PR #100, opened 2022-09-14
Update docs.md

mi-ayala:
min_dist is not a keyword argument anymore.


JaydevSR:
Hi @mi-ayala, can you open an issue regarding implementing such a potential. I am sure we can discuss on this and see what works there (instead in a PR thread). Also, please share the link to the paper you are referring to in the issue as it seems that email attachments are not visible on GitHub. Thanks.

PR #104, opened 2022-11-04
Monte-Carlo for molecules

JaydevSR:
This PR adds some simple Monte-Carlo functionality i.e., Metropolis Monte-Carlo for molecules.  I was initially thinking of writing the simulator in `simulators.jl` but there may be some monte-carlo specific code (like the random translation trial moves here) that doesn't fit there so I added a new file.

Some things that need to be done before merge:

- [x] Use of neighbor finder for calculating potential energy at each step?
- [ ] Each step uses `copy()` which is not very efficient, any suggestions for improvement?
- [x] Example simulations (one example given below)
- [x] Docs and Tests

I have run a test simulation given below:
```julia
n_atoms = 100
atom_mass = 10.0u"u"
atoms = [Atom(mass=atom_mass, charge=10, σ=0.3u"nm", ϵ=0.2u"kJ * mol^-1") for i in 1:n_atoms]
boundary = CubicBoundary(2.0u"nm", 2.0u"nm", 2.0u"nm")
coords = place_atoms(n_atoms, boundary; min_dist=0.3u"nm")
pairwise_inters = (Coulomb(),)

temp_mult = [1598.0u"K", 1198.0u"K", 798.0u"K", 398.0u"K", 198.0u"K", 98.0u"K", 8.0u"K"]
sys = System(
	  atoms=atoms,
	  pairwise_inters=pairwise_inters,
	  coords=coords,
	  boundary=boundary,
	  loggers=(coords=CoordinateLogger(n_atoms),),
)

trial_args = Dict(:shift_scaling => 0.1, :length_units => u"nm")
for t in temp_mult
    sim = MetropolisMonteCarlo(; 
		    temperature=t,
		    trial_moves=random_normal_translation!,
		    trial_args=trial_args
	    )
    
    simulate!(sys, sim, 20000)
end
```

This is what the simulation looks like:

https://user-images.githubusercontent.com/59474411/199914858-3d8d077e-9701-4ad5-abcd-48c06018acc4.mp4

As expected the atoms are arranging into a lattice (sort of). Another simulation that was suggested by @jgreener64 was to sample the torsional angle of ethane. I am not quite sure how to set that up so some help will be appreciated.


jgreener64:
Looks like a great start. If the lattice formation is clearer in 2D you could do that. I think the `copy()` is okay for the moment, profiling would help point to the slow steps though.

> Use of neighbor finder for calculating potential energy at each step?

I think call `find_neighbors` every step and use the neighbours, as the other simulators do. In many cases, for example with large trial moves, not using a neighbour list would be more efficient since neighbour calculation would need to be run every step. It can be left to the user though since the default is `NoNeighborFinder`.

> sample the torsional angle of ethane

I can look at this myself after the PR is merged if it's easier.

A couple of other points:
- The `potential_energy` only needs to be calculated once per step, with `E_old` being updated at the end of each step.
- It would also be nice to have a logger similar to the `ReplicaExchangeLogger` that logs energies and acceptance/failure.
- For the random translation functions I would make the norm of the displacement match the stated uniform/Gaussian distribution, rather than doing it separately by dimension. This can be done by generating x/y/z displacements with `randn`, dividing by the norm to get a unit vector, and multiplying by the distance drawn from the appropriate distribution.

JaydevSR:
> It would also be nice to have a logger similar to the ReplicaExchangeLogger that logs energies and acceptance/failure.

So, for the logger I am thinking that instead of logging the energies for which we already have a logger, we should log the value of $\displaystyle\frac{E}{k_B T}$ i.e. the argument of the boltzmann rates. This makes sense to log for a Monte-Carlo simulation. Also should I just log the number of acceptances and selections or also a bit array of when the acceptances occur?

JaydevSR:
A 2D simulation which shows lattice formation with 100 atoms in 4nm square boundary:

https://user-images.githubusercontent.com/59474411/200545210-7b8d61c5-e23a-445a-8eef-eda561721dd0.mp4

Similarly for 3D with 4nm boundary and 100 atoms:

https://user-images.githubusercontent.com/59474411/200545464-c5f4fffe-c61d-4933-a8db-a0df5a1383b9.mp4

jgreener64:
Yes I think logging that value sounds good. I would log the bit array of when the acceptances occur too.

JaydevSR:
Now the question remains is where the logger would go. If we put it in loggers named tuple in the System type, then we cannot pass in info about whether the acceptance occurred or not. And also, it would recalculate any potential energy that we have already calculated in the metropolis part. In the replica exchange, I added a field to replica system. So, should there be a similar optional thing for the System type, like a `montecarlo_logger` field?

jgreener64:
This seems to be a general problem when writing simulator-specific loggers. I think we should change the arguments of the `run_loggers!` and `log_property!` function definitions to accept additional `kwargs...`. In this case we could then pass the acceptance info and potential energy as keyword arguments to `run_loggers!` and use them in the relevant `log_property!` function. I think this should mostly be a case of adding `kwargs...` to the keyword arguments of functions in `src/loggers.jl`.

JaydevSR:
I have added most of the things that are needed for the PR ✌️. Please tell me if some more tweaks are needed or if I missed something.

src/montecarlo.jl
```diff
@@ -0,0 +1,103 @@
...
+"""
+    MetropolisMonteCarlo(; <keyword arguments>)
+
+A Monte Carlo simulator for [`System`](@ref) that uses the Metropolis algorithm to sample the configuration space.
+The method of `simulate!` for this simulator accepts an optional keyword argument `log_states::Bool=true` which 
+tells whether to run the loggers or not (for example, during equilibration).
+
+# Arguments
+- `temperature::T`: The temperature of the system.
+- `log_interval::Int`: The interval at which to log the system state.
```
jgreener64, line 14: I think these are out of date.

src/montecarlo.jl
```diff
@@ -0,0 +1,103 @@
...
+        end
+    end
+end
+
+"""
+	random_uniform_translation!(sys::System; scaling=1.0, length_units=unit(sys.coords[1][1]))
+
+Performs a random translation of the coordinates of a randomly selected atom in `sys`. 
+The translation is generated using a uniformly selected direction and uniformly selected length 
+in range [-0.5, 0.5] scaled by `scaling` and with units `length_units`.
```
jgreener64, line 67: I think this should read `in range [0.0, 1.0]`.

test/simulation.jl
```diff
@@ -720,6 +720,48 @@ end
...
+    n_steps = 10_000
+    atom_mass = 10.0u"u"
+    atoms = [Atom(mass=atom_mass, charge=1.0, σ=0.3u"nm", ϵ=0.2u"kJ * mol^-1") for i in 1:n_atoms]
+    boundary = CubicBoundary(4.0u"nm", 4.0u"nm", 4.0u"nm")
+    coords = place_atoms(n_atoms, boundary; min_dist=0.3u"nm")
+
+    temp = 198.0u"K"
+
+    nb_matrix = trues(n_atoms, n_atoms)
+    for i in 1:(n_atoms ÷ 2)
```
jgreener64, line 734: This block isn't required since there are no bonds.

test/simulation.jl
```diff
@@ -720,6 +720,48 @@ end
...
+
+    simulator = MetropolisMonteCarlo(
+        temperature=temp,
+        trial_moves=random_normal_translation!,
+        trial_args=Dict(:scaling => 0.1, :length_units => u"nm")
+    )
+
+    @time simulate!(sys, simulator, n_steps; log_states=false)
+    @time simulate!(sys, simulator, n_steps; log_states=true)
+    @info "Acceptance Rate: $(sys.loggers.mcl.n_trials / sys.loggers.mcl.n_accept)"
```
jgreener64, line 762: Is there anything that can be tested here? Such as the acceptance rate being in a certain range, the ending energy being lower than the starting energy, or the mean distance to nearest neighbour having a certain value?

src/montecarlo.jl
```diff
@@ -0,0 +1,103 @@
...
+        else
+            sys.coords = coords_old
+            log_states && run_loggers!(sys, neighbors, i; n_threads=n_threads, success=false,
+                        energy_rate=E_old / (k_b * sim.temperature))
+        end
+    end
+end
+
+"""
+	random_uniform_translation!(sys::System; scaling=1.0, length_units=unit(sys.coords[1][1]))
```
jgreener64, line 63: I think `scaling` and `length_units` can be one argument, something like `shift_size`.

jgreener64 (commented):
Looks good, just some small things before merging.

JaydevSR:
I have added tests for acceptance rate (test for bad cases), avg potential energy (should decrease from a random config at start to end for a repulsive system), and the mean nearest neighbor distance (for a repulsive system it should not be less than the Wigner-Seitz radius and for the given boundary it is not possible for it to be 2 times the Wigner-Seitz radius).

jgreener64:
Great, thanks for this.

PR #105, opened 2022-12-31
Started Muller-Brown potential

ejmeitz:
Hello,

Just started working on the Muller-Brown (MB) potential as a first project so this is definitely a draft. I had some questions about how this potential should be incorporated into Molly. MB is not like any of the other potentials in Molly at the moment, it is only 2D and is not a pairwise interaction (just a surface). Assuming I can figure out how to integrate MB into Molly I will add test coverage in a future commit.

Questions:
1. Other interactions are typed as SpecificInteraction or PairwiseInteraction, MB potential does not fit into either of these. Would I need to create something new (e.g. PotentialEnergySurface)
2. Because it is only 2D how do I make sure this potential is operable within the framework of Molly that is mostly built around pairwise interactions or bonded interactions (e.g. 2 atoms get passed to the potential() function). I have also not implemented a force() function yet. I do not really see how to make the interface used by other potentials amenable to MB.
3. I'm pretty new to Julia so I have a lot of uncertainty around the typing and in general how you go about a large code base without OOP. My brain is stuck thinking in abstract classes and interfaces so any pointers are appreciated.

Thanks,
Ethan


JaydevSR:
Hi @ejmeitz, I think you are looking to implement something referred to as a General Interaction in Molly's framework. One example is:
https://github.com/JuliaMolSim/Molly.jl/blob/9ced8f7261807467f928b4ff207f0fac96f4c525/src/interactions/implicit_solvent.jl#L338

I think a potential surface can be implemented similarly. As for the typing, the basic idea is to use variable type parameters in the struct definitions and then in the respective constructor we figure out if the types of the inputs to the constructor make sense and if they do we initialize the struct with those parameters and inputs. If this is done right everything works together nicely. You can see this in all the types (structs) defined in Molly. Take a look at the file src/types.jl for numerous examples.

I think @jgreener64 will be able to clarify further if I am wrong.

jgreener64:
Thanks for giving this a go @ejmeitz.

@JaydevSR is correct, this can be implemented as a general interaction (https://juliamolsim.github.io/Molly.jl/dev/docs/#General-interactions). In the first instance you can write a function that takes in a 2D coordinate and gives the force, and also one for the energy. These functions can then be broadcasted over the system coordinates inside the `forces` and `potential_energy` functions. Broadcasting works here since the force/energy only depends on the particle being considered.

ejmeitz:
@JaydevSR @jgreener64 thank you for the tips! I think I have the code conforming to the framework correctly now. I'm working on tests, but still had a few questions about the code I wrote.

1. Should I enforce that an input has certain units? e.g. the `A` vector should have units of energy, `x0` units of length etc. Or is that on the user to keep consistent?
2. Should I enforce that the user only inputs 2D data into this system? The broadcasting in the forces and potential_energy is agnostic of the dimension of each sub-array currently, but should only work for 2D.
3. Formats for output of forces() and potential_energy()
- Should PE be a single number for whole system or a single number for each atom
- Force should have info for every particle but does the type of the output matter as long as its some kind of nested array?

I can probably answer 3 myself, but I am still figuring out how to get my dev version of Molly into a Julia environment for local testing.

jgreener64:
> Should I enforce that an input has certain units?

Leave it to the user to ensure consistency, this is usually fine since arithmetic with inconsistent units will throw an error.

> Should I enforce that the user only inputs 2D data into this system?

If you replace `coord` with `coord::SVector{2}` in the arguments of `potential` then an error will be thrown in non-2D cases.

> Should PE be a single number for whole system or a single number for each atom

For the whole system.

> Force should have info for every particle but does the type of the output matter as long as its some kind of nested array?

Should be `SVector{2, T}` for each atom (`T` is determined by the force unit).

ejmeitz:
@jgreener64 pretty sure the code is all correct now, but I can't figure out how to get the codecov tests to pass. I added some tests and they cause the ubuntu check to fail. For now they're just commented out at the bottom of interactions.jl in my last commit. Once I figure out this last piece I plan on starting the Gay-Berne and NEQUIP potentials or a NoseHoover thermostat.

I also tried plotting the trajectories as a sanity check for myself to see if they match [this ](https://www.wolframcloud.com/objects/demonstrations/TrajectoriesOnTheMullerBrownPotentialEnergySurface-source.nb)Wolfram notebook. In my simulation the particle just goes to the bottom of the energy potential (see below) instead of oscillating around the minimum which was a little un-expected. The energy contours and forces looked alright so I'm not sure why I did not get the correct dynamics (used VV integrator for a few million steps).

image

jgreener64:
You can run the tests locally or check the logs (https://github.com/JuliaMolSim/Molly.jl/actions/runs/3833098088/jobs/6524174032) to see the issue. In this case testing that `force(inter, local_min2)` is approximately equal to `0.0u"kJ * mol^-1 * nm^-1"` fails since the first is an `SVector{2}` and the second is a single value.

> In my simulation the particle just goes to the bottom of the energy potential (see below) instead of oscillating around the minimum which was a little un-expected.

This will depend on the simulator you use, I don't know which one the Wolfram notebook used. You would see more oscillation with a Berendsen thermostat for instance.

The code looks broadly okay, I'll add some review comments once tests pass.

ejmeitz:
Couldn't get tests for "potential" to work as that function is not exposed to the test set (or maybe I'm being dumb). Can also write an example for docs if necessary.

src/interactions/muller_brown.jl
```diff
@@ -0,0 +1,85 @@
...
+where A, a, b, c, $x_0$, $y_0$ are 4 element arrays
+"""
+#To-Do
+# A should have energy_units, in general are units working
+# Test coverage
+# Example for documentation
+# Should potential return just a number?
+
+# General interaction:
+# https://juliamolsim.github.io/Molly.jl/dev/docs/#General-interactions
```
jgreener64, line 19: Remove these lines.

src/interactions/muller_brown.jl
```diff
@@ -0,0 +1,85 @@
...
+struct MullerBrown{D,T,L,F,E}
+    A::D # Array w/ units of energy
+    a::T # Array w/ units of 1/L^2
+    b::T # Array w/ units of 1/L^2
+    c::T # Array w/ units of 1/L^2
+    x₀::L # Array w/ units of L
```
jgreener64, line 25: I would call these `x0` and `y0` for simplicity.

src/interactions/muller_brown.jl
```diff
@@ -0,0 +1,85 @@
...
+    y₀::L # Array w/ units of L
+    force_units::F
+    energy_units::E
+end
+
+
+function MullerBrown(A, a, b, c, x₀, y₀;
```
jgreener64, line 32: The standard values of these parameters can be given here as default arguments, i.e. `; A=SVector(-200.0, -100.0, -170.0, 15.0)u"kJ * mol^-1"`. Having them as `SVector`s will improve performance.

src/interactions/muller_brown.jl
```diff
@@ -0,0 +1,85 @@
...
+    if length(A) != 4 || length(a) != 4 || length(b) != 4 || length(c) != 4 || length(x₀) != 4 || length(y₀) != 4
+        throw(ArgumentError("The length of each array passed to the Muller-Brown potential should be 4."))
+    end
+
+    return MullerBrown{typeof(A), typeof(a), typeof(x₀), typeof(force_units), typeof(energy_units)}(
+        A, a, b, c, x₀, y₀, force_units, energy_units)
+end
+
+#Total potential energy of system
+@inline @inbounds function potential_energy(inter::MullerBrown{D,T,L}, sys, neighbors=nothing) where {D,T,L}
```
jgreener64, line 45: Whilst it isn't doing much harm, you don't need the `{D,T,L}` here since it isn't used in the function. Also applies to other functions.

src/interactions/muller_brown.jl
```diff
@@ -0,0 +1,85 @@
...
+    return sum(potential.(Ref(inter),sys.coords))
+end
+
+@inline @inbounds @fastmath function potential(inter::MullerBrown{D,T,L}, coord::SVector{2}) where {D,T,L}
+    
+    x,y = coord
+
+    res = 0.0 * inter.energy_units #give result units of energy
```
jgreener64, line 53: It's a bit annoying to have to do this but making it `ustrip(zero(coord[1])) * inter.energy_units` means simulations using `Float32` won't get promoted to `Float64` by `0.0`. Also applies below to force.

src/interactions/muller_brown.jl
```diff
@@ -0,0 +1,85 @@
...
+    res_x = 0.0 * inter.force_units #give result units of force
+    res_y = 0.0 * inter.force_units
+    for i in 1:4
+        dx = x - inter.x₀[i]
+        dy = y - inter.y₀[i]
+        exp_part = inter.A[i]*exp(inter.a[i]*(dx^2) + inter.b[i]*dx*dy + inter.c[i]*(dy^2))
+        res_x += exp_part*(2*inter.a[i]*dx + inter.b[i]*dy)
+        res_y += exp_part*(inter.b[i]*dx + 2*inter.c[i]*dy)
+    end
+    return SVector{2}([-res_x, -res_y])
```
jgreener64, line 84: `SVector(-res_x, -res_y)` avoids an array allocation.

src/interactions/muller_brown.jl
```diff
@@ -0,0 +1,85 @@
...
+    return MullerBrown{typeof(A), typeof(a), typeof(x₀), typeof(force_units), typeof(energy_units)}(
+        A, a, b, c, x₀, y₀, force_units, energy_units)
+end
+
+#Total potential energy of system
+@inline @inbounds function potential_energy(inter::MullerBrown{D,T,L}, sys, neighbors=nothing) where {D,T,L}
+    return sum(potential.(Ref(inter),sys.coords))
+end
+
+@inline @inbounds @fastmath function potential(inter::MullerBrown{D,T,L}, coord::SVector{2}) where {D,T,L}
```
jgreener64, line 49: Since `potential` is specific to Muller-Brown it might be better named as `potential_muller_brown`. Also applies to `force`. You can access it in tests with `Molly.potential_muller_brown` - this is required since it isn't exported.

jgreener64 (changes requested):
Looks good, I made a few suggestions.

The other thing that would be nice in addition to the potential energy test is a test in the simulations file that runs a short simulation and checks that it finds the minimum. Pretty much what you plotted above.

ejmeitz:
@jgreener64  Renaming the force function to force_muller_brown breaks something in the simulation loop. Molly is trying to call force() but finds nothing. If I leave it as force things seem to run fine. It does not seem to care what I call the potential energy function. All tests pass if I do not rename but I want to make sure I understand how everything is interacting here. Like you said I thought forces() and potential_energy() would be called not force() and potential().

Thanks, Ethan

jgreener64:
If you rename `force` to `force_muller_brown` then simulation should not be calling `force` at all, so look at the line number in the error stacktrace and see where that is. Maybe you forgot to change where the function is broadcasted in `forces`? Potential energy is not called during simulation unless you use an energy logger.

ejmeitz:
Any idea why the minimization test fails on my laptop but passed in the GitHub checks? I get an error on line 62: `@test all(x -> isapprox(x, 0.4u"nm"; atol=1e-3u"nm"), dists_flat)` which is kinda weird cause I never touch that code and it passes on github. I think the tests I added should pass but am unable to get past the minimization test on my laptop for now....will try again on desktop later.

ejmeitz:
Yeah I ran is like 4 times last night and printed them they are all within the expected tolerance. Here's what I get re-running this morning:  `[0.4000429540445738 nm, 0.4004080941145199 nm, 0.40004454772593906 nm]` and it still fails even though the expected val is 0.4 and the atol is 0.001

Using intel i7-10510U and integrated graphics.

jgreener64:
That's strange, does this return `true` or `false`? What about without the unit annotations?
```julia
using CUDA, Unitful
dists_flat = CuArray([0.4000429540445738, 0.4004080941145199, 0.40004454772593906]u"nm")
all(x -> isapprox(x, 0.4u"nm"; atol=1e-3u"nm"), dists_flat)
```

ejmeitz:
It returns true with and without units. Super weird, tests passed on GitHub though.

jgreener64:
Let's just call it weirdness for now.

Thanks for doing this PR!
--------------------------------
## To do:
Where does the word "enforce" appear in the records? Copy every line that holds it.

## Answer to the exercise:
1. Should I enforce that an input has certain units? e.g. the `A` vector should have units of energy, `x0` units of length etc. Or is that on the user to keep consistent?
2. Should I enforce that the user only inputs 2D data into this system? The broadcasting in the forces and potential_energy is agnostic of the dimension of each sub-array currently, but should only work for 2D.
> Should I enforce that an input has certain units?
> Should I enforce that the user only inputs 2D data into this system?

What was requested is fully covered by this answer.